Verify PayHere config: PAYHERE_BASE_URL, _MERCHANT_ID, _NOTIFY_URL.
If calls arrive but fail signature: rotate PAYHERE_MERCHANT_SECRET with PayHere support; redeploy.
Queue manual webhook replay via PayHere dashboard for affected orders.
Confirm idempotency: pulling on order_id should show a single SUCCESS row even after multiple deliveries.

RB-04 · Recurring charges not firing

Confirm scheduler ran: SELECT * FROM shedlock WHERE name = 'rechargeSubscriptions'.
If locked_until is in the future from a crashed previous run, clear it manually.
Check PayHereOAuthService for repeated 401s in logs — the bearer cache may be stuck.
Look at FinancialAuditLog(event_type='PAYMENT_FAILED') for the agency to identify the failure mode (card declined, token revoked, etc.).

RB-05 · R2 upload failures

Verify CF_R2_ACCESS_KEY not rotated; bucket exists; CORS allows the web origin.
Fall back to LocalStorageService by setting app.storage.r2.enabled=false temporarily.
Re-upload failed images from property_images rows whose base_key points to missing objects.

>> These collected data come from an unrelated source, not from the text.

PR #1312, opened 2025-05-19
Create .asf.yaml

pjfanning:
Used to control the GitHub project because the 'Settings' page is not accessible for ASF projects

### DIFF
--- a/.asf.yaml
+++ b/.asf.yaml
@@ -1,0 +1,65 @@
+# https://cwiki.apache.org/confluence/display/INFRA/Git+-+.asf.yaml+features
+
+github:
+  description: "Apache Hamilton helps data scientists and engineers define testable, modular, self-documenting dataflows, that encode lineage/tracing and metadata. Runs and scales everywhere python does."
+  homepage: https://hamilton.apache.org/
+  labels:
+    - python
+    - data-science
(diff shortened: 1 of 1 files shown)


.asf.yaml
```diff
@@ -0,0 +1,65 @@
...
+        # contexts are the names of checks that must pass
+        # contexts:
+      required_pull_request_reviews:
+        dismiss_stale_reviews: false
+        require_code_owner_reviews: false
+        required_approving_review_count: 1
+
+notifications:
+  commits:              commits@hamilton.apache.org
+  issues:               dev@hamilton.apache.org
```
pjfanning, line 62: I prefer to have a dedicated notifications mailing list instead of having every GitHub event mailed ti the dev list - it overwhelms all the other traffic on the dev list.

skrawcz: sure - so `notifications@` ?

pjfanning: That's what we use in Apache Pekko. I'll start a discussion on the dev mailing list.

pjfanning: I created the notifications mailing list and have changed this PR accordingly.

skrawcz (approved):

PR #1663, opened 2026-07-19
Add tag_release.sh for creating final (non-RC) release tags

skrawcz:
## Problem

During an RC build, `apache_release_helper.py` creates a tag like
`<package>-v<version>-incubating-RC<rc>` pointing at the commit the artifacts
were built from — typically a version-bump commit on the release branch, which
is **not** reachable from `main`. After the vote passes and the release branch is
squash-merged, there was no documented step to create a clean, RC-less release
tag on the mainline commit.

This left two gaps (both flagged by ASF mentors on prior releases):
- The only tag was the `-RC` one, which points at an off-main commit.
- `-RC`-suffixed tags make poor GitHub release names.

## Changes

- **`scripts/tag_release.sh`** — creates an annotated `<package>-v<version>-incubating`
  tag on a target commit (default `HEAD`; typically the logical mainline commit the
  release was cut from). It:
  - validates the package name,
  - warns if the target commit isn't reachable from `main`,
  - shows the existing `-RC` tag(s) as the record of what was voted on,
  - refuses to clobber an existing final tag,
  - supports `--commit <sha>`, `--remote <name>`, and `--push`.

- **`scripts/README.md`** — adds **step 7 (create the final release tag)** to the
  post-vote finalize sequence, with a multi-package example, and lists the script
  in the scripts table.

## Notes

The original `-RC` tag is intentionally left intact as the immutable record of
exactly what was voted on. This was used for the recent
apache-hamilton-{sdk,lsp,ui,contrib} sub-package releases — the final
`-incubating` tags now point at the logical mainline commit, consistent with how
`apache-hamilton-v1.90.0-incubating` is tagged.

### DIFF
--- a/scripts/README.md
+++ b/scripts/README.md
@@ -59,6 +59,7 @@ The core `apache-hamilton` package must be released first. The other four packag
 |---|---|
 | `scripts/apache_release_helper.py` | Build artifacts, sign, tag, upload RC to SVN, generate vote email |
 | `scripts/promote_rc.sh` | Move a voted RC from SVN dev to SVN release |
+| `scripts/tag_release.sh` | Create the final (non-RC) `-incubating` release tag on the merge commit |
 | `scripts/verify_apache_artifacts.py` | Verify GPG signatures, checksums, and license headers |
 | `scripts/verification-script.sh` | End-to-end RC validation (download, verify, build, test, examples) |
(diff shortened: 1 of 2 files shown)


jernejfrank (approved):
👍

RB-06 · Email not delivered

EMAIL_ENABLED true? NoOpEmailService silently no-ops if false.
SMTP creds valid? Test with swaks --to me --server $SMTP_HOST:$SMTP_PORT --auth LOGIN --auth-user $SMTP_USERNAME --auth-password $SMTP_PASSWORD.
Check Notification DLQ: DlqNotificationHandler records the original message + cause.

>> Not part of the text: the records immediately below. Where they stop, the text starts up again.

PR #1675, opened 2026-08-01
Fix Polars temporal column stats JSON serialization for tracker

### LINKED ISSUE #1127: Hamilton tracker gives an error with datetime columns in polars dataframes
## Stack Traces

```
  File "/Users/yaser/Documents/shitcoins/.venv/lib/python3.12/site-packages/hamilton/node.py", line 249, in __call__
    return self.callable(*args, **kwargs)
           ^^^^^^^^^^^^^^^^^^^^^^^^^^^^^^
  File "/Users/elyase/test/.venv/lib/python3.12/site-packages/hamilton_sdk/tracking/polars_col_stats.py", line 52, in std
    return col.std()
           ^^^^^^^^^
  File "/Users/elyase/test/.venv/lib/python3.12/site-packages/polars/series/series.py", line 2049, in std
    return self._s.std(ddof)
           ^^^^^^^^^^^^^^^^^
polars.exceptions.InvalidOperationError: `std` operation not supported for dtype `datetime[μs]`
```

dgvj-work:
Make Polars Date/Datetime column stats JSON-safe for the tracker, and keep Time/Duration off the datetime UI path.

## Changes

- Keep Date/Datetime on `datetime_column_stats` with ISO timestamps (`base_data_type="datetime"`)
- Route Time/Duration to unhandled stats so the UI does not try to parse `"01:00:00"` / `"1 day, 0:00:00"` as Dates
- Add a Datetime Series regression test matching #1127, plus coverage that Time/Duration stay unhandled

## How I tested this

- `pytest ui/sdk/tests/tracking/test_polars_col_stats.py ui/sdk/tests/tracking/test_polars_stats.py` (22 passed)
- `ruff format` on the touched files (passed)

## Notes

- On main, temporal columns already avoid the original `std()` crash by routing through `datetime_column_stats` with `std=0.0`, but #1127 was still open: there was no regression test pinning that Datetime path. This PR closes that loop without sending Time/Duration through the datetime renderer.

Closes #1127

## Checklist

### DIFF
--- a/ui/sdk/src/hamilton_sdk/tracking/polars_col_stats.py
+++ b/ui/sdk/src/hamilton_sdk/tracking/polars_col_stats.py
@@ -19,6 +19,7 @@ import datetime
 
 import polars as pl
 from polars.exceptions import InvalidOperationError
+
 from hamilton_sdk.tracking import dataframe_stats as dfs
 
 
@@ -130,6 +131,16 @@ def numeric_column_stats(
     )
 
 
+def _temporal_to_jsonable(value: object) -> object:
+    # datetime.datetime is a subclass of datetime.date. Time/Duration also arrive via
+    # selectors.temporal() and must be JSON-safe for the UI (same base_data_type="datetime").
+    if isinstance(value, (datetime.date, datetime.time)):
+        return value.isoformat()
+    if isinstance(value, datetime.timedelta):
+        return str(value)
+    return value
+
+
 def datetime_column_stats(
     name: str,
     position: int,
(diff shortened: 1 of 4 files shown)


ui/sdk/src/hamilton_sdk/tracking/polars_col_stats.py
```diff
@@ -130,6 +131,16 @@ def numeric_column_stats(
...
+def _temporal_to_jsonable(value: object) -> object:
+    # datetime.datetime is a subclass of datetime.date. Time/Duration also arrive via
+    # selectors.temporal() and must be JSON-safe for the UI (same base_data_type="datetime").
+    if isinstance(value, (datetime.date, datetime.time)):
+        return value.isoformat()
+    if isinstance(value, datetime.timedelta):
+        return str(value)
+    return value
+
+
```
jernejfrank: This breaks a couple of daterendering on the UI:

```
"2021-01-01T00:00:00" → valid Date
  "01:00:00"             → Invalid Date / NaN
  "1 day, 0:00:00"       → Invalid Date / NaN
  "2 days, 0:00:00"      → Invalid Date / NaN
```

Can we route Time/Duration to unhandled stats for now?

jernejfrank (commented):
Hey, just a small thing since not everything renders on UI

ui/sdk/src/hamilton_sdk/tracking/polars_col_stats.py
dgvj-work: @jernejfrank  Good catch, those Time/Duration strings are not valid JS Dates, so they were breaking the datetime range renderer.

I routed Time and Duration to unhandled stats instead of datetime stats. Date/Datetime still go through the datetime path with ISO timestamps (`2021-01-01T00:00:00`), which `new Date(...)` can parse.

The #1127 Datetime regression coverage is still there, plus a test that Time/Duration stay on the unhandled path (no min/max date strings).

dgvj-work:
@jernejfrank can you please review the changes.

PR #1687, opened 2026-08-17
Fix failing plotly CI

jernejfrank:
Plotly dropped the engine in v7 that got deprecated in v6 and we had a workaround pinning Kaleido/Plotly for py<3.14

With the new changes we can drop these workaround.

## Checklist


elijahbenizzy (approved):
engine=None by default so we stop passing a kwarg plotly 7 removed, explicit engine still honored, both tested. Also un-gates plotly/kaleido on 3.14. This unbreaks unit tests for every open PR. LGTM.

PR #1626, opened 2026-06-07
fix(ui/sdk): fix failing CI on master due to formatting issues

ArnavBalyan:
## Changes
 - CI linter was failing
 - Fix the same.

## How I tested this
 - CI
## Notes
 - N/A
## Checklist

- [X] PR has an informative and human-readable title (this will be pulled into the release notes)
- [X] Changes are limited to a single goal (no scope creep)
- [X] Code passed the pre-commit check & code is left cleaner/nicer than when first encountered.
- [X] Any _change_ in functionality is tested
- [X] New functions are documented (with a description, list of inputs, and expected output)
- [X] Placeholder code is flagged / future TODOs are captured in comments
- [X] Project documentation has been updated if adding/changing functionality.

PR #1692, opened 2026-08-22
Flush buffered events before the async tracking client's worker exits

### LINKED ISSUE #1214: Stop python process from exiting too early with async tracker still having data to send
# Current behavior
If you're in aws lamdba, the lambda can kill the event loop before we manage to send all events.
This means that things complete, but we're missing data for a few nodes/functions.

This is hard to recreate locally unless you kill the process immediately after the driver finished executing.
1. run async driver logging to tracker
2. immediate kill process

latest

# Expected behavior
The tracker should be able to register something with python to say "hey run this before the process closes" to ensure the events get sent --  we do this with registering `stop()` with the sync client. 

# Additional context
Asyncio and atexit don't seem to play well together. There seems to be a library that could help. But yeah could be easy, or could be digging into the internals of python to figure this out.

AmirF194:
Fixes #1214.

## Changes

`BasicAsynchronousHamiltonClient` (`ui/sdk/src/hamilton_sdk/api/clients.py`) had no `stop()`
and registered no atexit hook, unlike its synchronous sibling. `worker()`'s only exit path
waits for a `None` sentinel on `data_queue`, and nothing ever put one there for the async
client, so a buffered batch sat until the periodic flush timer happened to catch it, or was
lost outright if the process (or the event loop that owned the worker task) exited first.

- Added `async def stop()` on `BasicAsynchronousHamiltonClient`: sends the sentinel and awaits
  the worker task so it flushes and exits. This is not wired to `atexit`, deliberately: the
  worker is a task on the caller's event loop, and by the time atexit callbacks run at
  interpreter shutdown that loop may already be closed, so callers must await `stop()`
  themselves before the loop stops running (mirroring the sync client isn't possible here for
  that reason; happy to add an `atexit`-scheduled best-effort variant too if maintainers want
  one, but that has its own shutdown-ordering edge cases worth discussing first).
- Added the matching `async def stop()` on `AsyncHamiltonTracker` (`adapters.py`), delegating
  to the client.
- Fixed a bug in `worker()`'s sentinel handling that this exercises for the first time: it
  appended the received item to `batch` before checking whether it was the `None` sentinel, so
  the first real `stop()` call flushed a batch containing `None` and raised. Reordered to check
  first, matching the synchronous client's worker.

## How I tested this

Ran in a clean `python:3.13-slim` and `python:3.10-slim` Docker container (the SDK's CI matrix
runs 3.10-3.14; I could not run the 3.11/3.12/3.14 legs locally but the change has no
version-specific code paths):

- New regression tests in `tests/test_clients.py` and `tests/test_adapters.py`: fail with
  `AttributeError` on unmodified `main` (confirmed via `git stash`), pass on this branch.
  `test_async_client_stop_flushes_buffered_item_and_exits_worker` enqueues an item, calls
  `stop()` before the flush interval elapses, and asserts the mocked backend request actually
  fired and the queue drained; it caught the sentinel-ordering bug above on first run.
- Full `pytest tests/` (minus the `ray`/`pyspark`-gated tests, which are `pytest.importorskip`
  guarded and unrelated to this change): 140 passed, 5 skipped, no failures.
- `ruff check` and `ruff format --diff` on the four changed files: clean. This repo's CI does
  not run a lint/static-checks job for `ui/sdk`-only changes (checked `gh pr checks` on a
  recently merged `ui/sdk`-only PR, #1626), so this was a courtesy check, not a required gate.

Not verified: behavior under a real ASGI/FastAPI shutdown sequence (e.g. the app in
`examples/async/fastapi_example.py`, which doesn't call the new `stop()` either); the fix is
scoped to the tracker itself, not to updating that example.

### DIFF
--- a/ui/sdk/src/hamilton_sdk/adapters.py
+++ b/ui/sdk/src/hamilton_sdk/adapters.py
@@ -469,6 +469,14 @@ class AsyncHamiltonTracker(
         self.initialized = True
         return self
 
+    async def stop(self):
+        """Flush any buffered tracking data and stop the background worker.
+
+        Call this before your event loop shuts down; nothing else flushes
+        the tracker's queue for you.
+        """
+        await self.client.stop()
+
     async def post_graph_construct(
         self, graph: h_graph.FunctionGraph, modules: list[ModuleType], config: dict[str, Any]
     ):
--- a/ui/sdk/src/hamilton_sdk/api/clients.py
+++ b/ui/sdk/src/hamilton_sdk/api/clients.py
@@ -585,9 +585,24 @@ class BasicAsynchronousHamiltonClient(HamiltonClient):
         self.data_queue = asyncio.Queue()
         self.running = True
         self.max_batch_size = 100
+        self.worker_task: asyncio.Task | None = None
 
     async def ainit(self):
-        asyncio.create_task(self.worker())
+        self.worker_task = asyncio.create_task(self.worker())
+
+    async def stop(self):
+        """Signal the worker to flush whatever is buffered and exit.
+
+        Unlike BasicSynchronousHamiltonClient, this is not wired to atexit:
+        the worker is a task on this event loop, and by the time atexit
+        callbacks run at interpreter shutdown the loop may already be
+        closed, so callers must await this explicitly before the loop
+        that owns it stops running.
+        """
+        if self.worker_task is None or self.worker_task.done():
+            return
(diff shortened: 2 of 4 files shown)


AmirF194:
Checking in, no rush. Happy to rebase or adjust scope if that would help it move.

AmirF194:
Closing to keep the queue clean; happy to reopen if there's interest.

RB-07 · Flyway migration fails on deploy

Do not edit the failed migration on disk.
Identify the cause — locked rows? wrong assumed state?
If checksum mismatch (someone edited an applied file): see Known gotchas.
If actual schema error: write a fix-forward migration with a higher version; redeploy.

RB-08 · Database backup / restore

make db-backup env=prod   # pg_dump → encrypted artefact
make db-restore env=prod FILE=cplk-prod-2026-05-13.dump

Backups are not encrypted at rest on the DB VPS by default — copy them off the box and keep them in R2 / object storage with restricted access.

Disaster recovery

Order of restoration after total VPS loss:

Provision new DB VPS, restore from latest pg_dump.
Provision new API VPS, install Java 21, Nginx, systemd unit.
Place /etc/cplk/api.env from secrets store; make api-deploy env=prod.
Re-point DNS for api.cplk.org to the new API VPS.
Re-deploy frontend (Cloudflare Pages is independent — should still serve).
Verify Keycloak — auth.cplk.org may be its own host; if not, restore that too.
Smoke test: log in, list properties, submit inquiry, run a sandbox PayHere checkout, verify webhook reaches API.

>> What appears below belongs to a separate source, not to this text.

PR #9122, opened 2020-10-06
fix: Set disabled status for component mapped to an Element

### LINKED ISSUE #8973: Parse initial disabled attribute value from templates
Follow up on #8957, given a template with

Backup strategy. Daily pg_dump via cron on the DB VPS, retained 30 days locally and 90 days off-box. Object storage (R2) is treated as immutable — image churn is low, so per-tenant export is the recovery path for accidental deletes.

Operational checklist (weekly)

Review FinancialAuditLog totals vs PayHere settlement report.
Sample 5 audit-log entries per agency to spot unusual patterns.
Confirm scheduled jobs ran: SELECT name, locked_at FROM shedlock.
Confirm Nginx error log clean (no 502/504 spikes).
Disk usage on both VPSes < 70% (logs + heap dumps grow).
Rotate SMTP_PASSWORD and PAYHERE_MERCHANT_SECRET on the documented cadence.